PROBLEM -> If a line of the records contains the word "change", list it.

LISTED RECORDS Block Start

PR #786, opened 2017-09-09
Map editor: add angle information about linedefs and change format of line length.

Dethernal:


Dethernal:
Also change FindItemByPosition(0) with GetMenuItemCount() because first give me assertion.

LISTED RECORDS Block End

YOUR RESPONSE ->
Map editor: add angle information about linedefs and change format of line length.
Also change FindItemByPosition(0) with GetMenuItemCount() because first give me assertion.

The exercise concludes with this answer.